Nothing is needed except the lines below that run from the one with "-attempt to use" through the one with "dan98765: ahh I", repeated exactly.

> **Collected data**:
+++++
PR #3549, opened 2019-05-23
Update OSM Libraries to 2.8.1

jmarrec:
Update OSM Libraries to 2.8.1

### DIFF
--- a/developer/ruby/UpdateHVACLibrary.rb
+++ b/developer/ruby/UpdateHVACLibrary.rb
@@ -2,6 +2,13 @@
 #
 # openstudio.exe UpdateHVACLibrary.rb
 
+# TODO: Julien Marrec 2019-05-23
+# Note: this takes a rather long time to run (due to the size of the standards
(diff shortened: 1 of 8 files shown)


developer/ruby/UpdateHVACLibrary.rb
```diff
@@ -2,6 +2,13 @@
 #
 # openstudio.exe UpdateHVACLibrary.rb
 
+# TODO: Julien Marrec 2019-05-23
```
macumber: I don't like shortcutting the version translator, the real issue is why on earth this takes 2 hrs!

jmarrec: The standards OSM are humongous. `212,055` lines for `DEER_2014.osm` for eg. `grep "OS:" DEER_2014.osm | wc -l` gives out 18041 objects in the file.

It would probably be a good idea to do some profiling and see if we couldn't cut the time it takes to load these models though...

PR #3552, opened 2019-05-24
Fix 281 SSL error + Enable HighDpiScaling

jmarrec:
As the title says

### DIFF
--- a/openstudiocore/src/openstudio_app/OpenStudioApp.cpp
+++ b/openstudiocore/src/openstudio_app/OpenStudioApp.cpp
@@ -139,11 +139,7 @@ OpenStudioApp::OpenStudioApp( int & argc, char ** argv)
     m_measureManagerProcess(nullptr)
 {
   setOrganizationName("NREL");
-  QCoreApplication::setOrganizationDomain("nrel.gov");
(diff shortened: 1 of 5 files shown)


macumber:
If the ssl error handler avoids the crash, then we will want to hoist OSWebEnginePage up to its own file and reuse it in these other classes which currently use QWebEngineView directly

https://github.com/NREL/OpenStudio/blob/e077c7edfa6c94bb37aeb0e31f40b69ed2740223/openstudiocore/src/openstudio_lib/GeometryPreviewView.hpp

https://github.com/NREL/OpenStudio/blob/e077c7edfa6c94bb37aeb0e31f40b69ed2740223/openstudiocore/src/openstudio_lib/ResultsTabView.hpp

tijcolem:
just built and tested this on my mac and, unfortunately, it doesn't fix the floor space crash issue.  
It sounds like this is a good fix for unhandled exceptions in windows and Linux though so a good idea to include this but it doesn't solve the immediate mac crash issue.

macumber:
superseded by https://github.com/NREL/OpenStudio/pull/3557

PR #921, opened 2019-03-16
Update object type docs

jkimbo:
Now that the default resolver handles both objects and dicts: https://github.com/graphql-python/graphene/pull/638

### DIFF
--- a/docs/types/objecttypes.rst
+++ b/docs/types/objecttypes.rst
@@ -57,8 +57,8 @@ so the first argument to the resolver method ``self`` (or ``root``) need
 not be an actual instance of the ``ObjectType``.
 
 If an explicit resolver is not defined on the ``ObjectType`` then Graphene will
-attempt to use a property with the same name on the object that is passed to the
-``ObjectType``.
+attempt to use a property with the same name on the object or dict that is
+passed to the ``ObjectType``.
 
 .. code:: python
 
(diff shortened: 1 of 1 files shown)


docs/types/objecttypes.rst
```diff
@@ -70,54 +70,18 @@ attempt to use a property with the same name on the object that is passed to the
...
-            default_resolver = dict_resolver
-
-        first_name = graphene.String()
-        last_name = graphene.String()
-
-    class Query(graphene.ObjectType):
-        me = graphene.Field(Person)
-
-        def resolve_me(_, info):
+        def resolve_best_friend(_, info):
```
dan98765: ahh I just opened an issue on your other PR about putting `self` into each method as per python convention, and also its used in other examples in the docs. But now here I see this place in the docs it is also set to be `_` previously. Having it both ways in the docs feels not-consistent.

In the case of this particular PR your addition here matches the convention in this file of not having `self` so I'm fine with just merging this in and maybe we can figure out the whole self-vs-underscore thing across the docs separately...

ProjectCheshire: And elsewhere it is root, info, **args

Consistent would be fantastic

ProjectCheshire: And elsewhere it is root, info, **args

Consistent would be fantastic

jkimbo: @dan98765 so the reason I don't use `self` when defining resolvers is because `self` means a specific thing in python (the instance of the current class) but in Graphene the first argument to the resolver is not an instance of the current class. Actually resolvers work like static functions and the first param is whatever the parent resolver returned.

Using `self` in the past has led to people being confused about what the value actually is and assuming it's the current instance (which is not unreasonable) so I've taken to naming the value as `_` when it's at the top of the tree (because if there is no `root` value then it's always `None`) or calling it a name that refers to what I'm expecting to receive. For example:

```python
class User(graphene.ObjectType):
	name = graphene.String()

	def resolve_name(user, info):  # <-- the first argument will be a Django model instance
		return user.name

	user_by_id = graphene.Field(User, id=graphene.Int())
	
	def resolve_user_by_id(_, info, id):  # <-- no root value so the first argument is always None
		return DjangoUser.objects.get(id=id)
```

I agree that we should standardise on something and actually thinking about it it makes sense to standardise on `root` for the top level Query resolvers (rather than `_`) so I'm happy to change the documentation to reflect that. I would also strongly recommend not using `self` for any resolver documentation because I think it ends up being confusing. Does that make sense @dan98765 @ProjectCheshire ?

dan98765: Thanks for the explanation, @jkimbo! I agree that we should not use `self` unless the it actually does represent the instance of the current class in the standard python way.

> Actually resolvers work like static functions and the first param is whatever the parent resolver returned.

Could resolvers be decorated with `@staticmethod` to make this more explicit? Or does that break something?

jkimbo: I'm unsure if you can add `@staticmethod` to resolvers actually but I don't see why it wouldn't work. It would get quite tedious to have to do it everywhere though.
+++++
> **Response area**:
-attempt to use a property with the same name on the object that is passed to the
-``ObjectType``.
+attempt to use a property with the same name on the object or dict that is
+passed to the ``ObjectType``.
 
 .. code:: python
 
(diff shortened: 1 of 1 files shown)


docs/types/objecttypes.rst
```diff
@@ -70,54 +70,18 @@ attempt to use a property with the same name on the object that is passed to the
...
-            default_resolver = dict_resolver
-
-        first_name = graphene.String()
-        last_name = graphene.String()
-
-    class Query(graphene.ObjectType):
-        me = graphene.Field(Person)
-
-        def resolve_me(_, info):
+        def resolve_best_friend(_, info):
```
dan98765: ahh I just opened an issue on your other PR about putting `self` into each method as per python convention, and also its used in other examples in the docs. But now here I see this place in the docs it is also set to be `_` previously. Having it both ways in the docs feels not-consistent.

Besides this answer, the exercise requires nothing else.